Госпожа Флери, вы занимаетесь политической философией и одновременно работаете в больнице. Не могли бы вы поставить диагноз? Ведь государство легко можно сравнить с живым организмом: у него есть органы, иногда его парализует, иногда оно впадает в панику. Как сейчас его здоровье?

Это непростой вопрос, но здоровым его точно не назовешь. Если сравнивать его с телом отдельного гражданина, то нужно, наверное, представить себе человека без всякой физической подготовки и абсолютно незакаленного. Более того — человека, который только что вышел из состояния шока и застигнут врасплох. Французская государственная власть оказалась подготовлена к кризису ненамного лучше самих граждан, которых в принципе призвана защищать. Ведь политики обязаны предвидеть проблемы и заранее к ним готовиться. 

Все постоянно говорят о вирусе как о невиданной катастрофе. Выходит, мы все, включая наших политиков, забыли за последние десятилетия, что болезни — неотъемлемая составляющая жизни людей?

Все-таки не будем забывать, что людей, говоривших о пандемии как одном из возможных рисков глобализации, тоже было достаточно. Эта пандемия явно не свалилась нам как снег на голову. Но в наших обществах есть выраженная тенденция к тому, чтобы отрицать слабые места, вытеснять из сознания все уязвимые точки. Про человека положено думать, будто он «функционирует» без сбоев и неполадок, а потому государственная профилактическая медицина была «оптимизирована» в сторону сокращения — да так, что система стала невероятно хрупкой. В этом никто не хотел себе признаваться. У нас нет запасов самых необходимых вещей, таких как те же маски, и связано это с тем, что мы выстроили дисфункциональную, крайне уязвимую систему и очень долго прятали голову в песок, не желая замечать этой уязвимости. 

Отрицание уязвимости возможно и на телесном уровне: Юваль Ной Харари в одном из своих бестселлеров написал, что болезни — это бич прошлых времен. И вместе с ним многие поверили, что в будущем человечеству скорее будут угрожать сбои в алгоритмах, чем болезни тела. 

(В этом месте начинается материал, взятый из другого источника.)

PR #731, opened 2015-03-16
Upgrade setuptools to 14.3

dstufft:


dstufft:
Error already exists, unrelated to this PR.

PR #747, opened 2015-04-21
Fixed pip/setuptools installation on Jython

agronholm:
This clears one roadblock from getting virtualenv to work with Jython. There are more, but they should probably be fixed on Jython's side.

### DIFF
--- a/virtualenv.py
+++ b/virtualenv.py
@@ -955,6 +955,7 @@ def install_wheel(project_names, py_executable, search_dirs=None):
         call_subprocess(cmd, show_stdout=False,
             extra_env = {
                 'PYTHONPATH': pythonpath,
+                'JYTHONPATH': pythonpath,  # for Jython < 3.x
                 'PIP_FIND_LINKS': findlinks,
                 'PIP_USE_WHEEL': '1',
                 'PIP_PRE': '1',


rbtcollins:
Jython doesn't honour the PYTHONPATH variable? :(. Well it is what it is, but I think we need a comment explaining when we can remove the workaround...

agronholm:
There already is -- I explicitly mentioned Jython 2.x. I just committed a change in the Jython 3 repository that makes Jython use PYTHONPATH instead.

virtualenv.py
```diff
@@ -955,6 +955,7 @@ def install_wheel(project_names, py_executable, search_dirs=None):
         call_subprocess(cmd, show_stdout=False,
             extra_env = {
                 'PYTHONPATH': pythonpath,
+                'JYTHONPATH': pythonpath,  # for Jython 2.x
```
rbtcollins: Cool - so here please say 

 # For Jython < 3.x

instead. Thanks!

agronholm:
I've updated the PR.

agronholm:
So where do we stand with this?

agronholm:
This is the ONLY thing remaining that prevents virtualenv from working properly on Jython 2.7. Please merge this now!

rbtcollins:
So, it looked fine with that tweak to me, but I'm not a committer - sorry.

PR #752, opened 2015-05-07
Fix the document structure

ztane:
PyPI/docutils give up on bad structure here: https://pypi.python.org/pypi/virtualenv/12.1.1


Ivoz:
Cheers, I've applied this to everything in the most modern changes.rst

PR #999, opened 2017-01-08
Handle PS1 prompts starting with newlines

HaraldNordgren:
I use zsh as my primary shell and I have a custom `PS1` starting with newlines:

```
% echo $PS1

${user}${host} %3~
 ${psign} 
```

And this is what a few empty lines on my regular terminal windows looks like:

```
harald@harald-K56CA sandbox/python/virtualenv
 % 

harald@harald-K56CA sandbox/python/virtualenv
 % 

harald@harald-K56CA sandbox/python/virtualenv
 % 
```

Using virtualenv, I get a rather ugly terminal looking like this:

```
(env) 
harald@harald-K56CA sandbox/python/virtualenv
 % 
(env) 
harald@harald-K56CA sandbox/python/virtualenv
 % 
(env) 
harald@harald-K56CA sandbox/python/virtualenv
 % 
```

This is because the virtualenv directory is simply tacked on at the beginning of the prompt.

With this code, I'm attempting to do a bit more clever matching, to move the virtualenv text after the newlines and just before the "real" prompt begins. This makes my prompt look like this instead:

```
(env) harald@harald-K56CA sandbox/python/virtualenv
 % 

(env) harald@harald-K56CA sandbox/python/virtualenv
 % 

(env) harald@harald-K56CA sandbox/python/virtualenv
 % 
```


HaraldNordgren:
I was confused about the `ACTIVATE_SH = convert("""` line. I don't quite understand why not simply put the activate script there instead.

But I attempted to conform the the current model by running my updated scripts into a `deconvert.py` script I put together:

```
#!/usr/bin/env python

import base64
import sys
import textwrap
import zlib


file_name = sys.argv[1]

utf = open(file_name, 'r').read().encode('utf-8')
zlib_compressed = zlib.compress(utf)
b64_encoded = base64.b64encode(zlib_compressed)
deconverted = b64_encoded.decode('ascii')

for line in textwrap.wrap(deconverted, 76):
    print(line)
```

I'd love to hear about the proper way to handle this. My current method has a fairly long debug cycle.

HaraldNordgren:
Adding a test in `tests/test_activate.sh`.

pradyunsg:
Maybe it'll be nicer if the actual substitution is done in the shell, instead of in a Python script
...

HaraldNordgren:
@pradyunsg I considered that, but shouldn't it be perfectly acceptable to use Python when you are in a Python extension? 😀

HaraldNordgren:
@pjenvey @mattip @dstufft @pradyunsg Some attention on this one?

pradyunsg:
1. I don't think it's a good idea to create a Python subprocess for something that can be trivially done in the shell itself.

2. I'm not a committer for this project so, I don't really have the ability to merge these changes.

3. About the lack of a response on this PR -- that's mostly because @pypa is basically a group of volunteers and I guess it's just been the matter of no one having the time to follow up on this. :)

virtualenv_embedded/activate.sh
```diff
@@ -53,12 +53,23 @@ if ! [ -z "${PYTHONHOME+_}" ] ; then
...
++)(.*)'
+
 if [ -z "${VIRTUAL_ENV_DISABLE_PROMPT-}" ] ; then
     _OLD_VIRTUAL_PS1="$PS1"
     if [ "x__VIRTUAL_PROMPT__" != x ] ; then
         PS1="__VIRTUAL_PROMPT__$PS1"
     else
-        PS1="(`basename \"$VIRTUAL_ENV\"`) $PS1"
+        env_basename=`basename "$VIRTUAL_ENV"`
+        set +u
```
HaraldNordgren: Setting this so that `tests/test_activate.sh` won't fail on an unbound variable `ZSH_VERSION` when running on Bash where it is supposed to be unset.

HaraldNordgren:
I think maybe you have a point about moving the logic to the shell, I gave it a try. I don't think it was trivial though. Since I'm using `zsh` and I would want my changes to work in `bash` and `sh` I have to do a bunch of extra logic now.

The nice thing about Python is that it's shell independent.

HaraldNordgren:
I pinged some of the recent committers. Probably should have pinged the maintainers instead.

So: @pfmoore @xavfernandez

Ivoz:
@HaraldNordgren I believe the intention was, if virtualenv's own mangling of PS1 was not to your liking in some way or another, you can set the env var [`VIRTUAL_ENV_DISABLE_PROMPT`](https://virtualenv.pypa.io/en/stable/reference/#envvar-VIRTUAL_ENV_DISABLE_PROMPT) to stop it doing so; and then in your own PS1-setting code, merely make use of the env var `VIRTUAL_ENV` to display it.

If you have, separately, additions that could improve the compatibility of the tests with zsh, then that could be a good separate PR.

HaraldNordgren:
@gaborbernat Test are already there -- could you be specific about what needs extra testing if you want me to add that? 😊

I can put in the work to rebase the change, but only if I have a sense that this will actually get merged. The PR is almost 2 years old, and some of the comments were pretty negative.

gaborbernat:
@HaraldNordgren I do plan to merge it, hence me bugging on this (I've took over maintenance of this a few months back, going through the backlog now). While there are some tests I would prefer to move the shell one into Python code, similar to how we have with powershell/xonosh. Furthermore, I don't there are tests for the use case of having newline in the PS1, so that would be the extra.

gaborbernat:
@HaraldNordgren are you still open to tackle this?

HaraldNordgren:
@gaborbernat Yes, I think so. Possibly within the next few weeks 😊

bskinn:
Along the same lines as the discussion on #1168, what about a possible case where a user wants the env name to be inserted before the leading newlines, at the start of the prompt per normal behavior?

It seems to me this `env-prompt-after-newlines` behavior should have to be specifically switched on, either at env creation time (arg to `virtualenv`) or at activation time, say via an environment variable.

gaborbernat:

Вернемся с небес на землю, в сегодняшние реалии. Напомню: основной причиной смертности все еще остается болезнь — а именно рак. Тем не менее большой сдвиг действительно произошел. Хронических болезней стало больше, а число инфекционных, наоборот, сократилось. Вирусы, вызывающие заболевания дыхательных путей, нашим обществам, в отличие от азиатских, уже мало знакомы. И это при том, что, конечно же, болезни по-прежнему нас всюду преследуют, а со смертью наши общества хотят иметь дело все меньше, предпочитая вообще с ней не сталкиваться. Это видно очень отчетливо: летальность вируса относительно низкая, 98% людей после заражения выздоравливают — но мы вводим стопроцентный карантин. 

По-вашему, это непропорциональная реакция?

Я понимаю это как реакцию на чрезвычайную ситуацию: надо спасать жизни, и я не возьму на себя смелость говорить о том, что это было слишком. Просто нужно отдавать себе отчет в том, что жизнь — это вопрос не только биологии. Есть социальная жизнь, экономическая — и я боюсь, что избранная стратегия, отдающая приоритет биологической жизни и телесному здоровью, приведет к еще более тяжким разрушениям в других аспектах жизни. 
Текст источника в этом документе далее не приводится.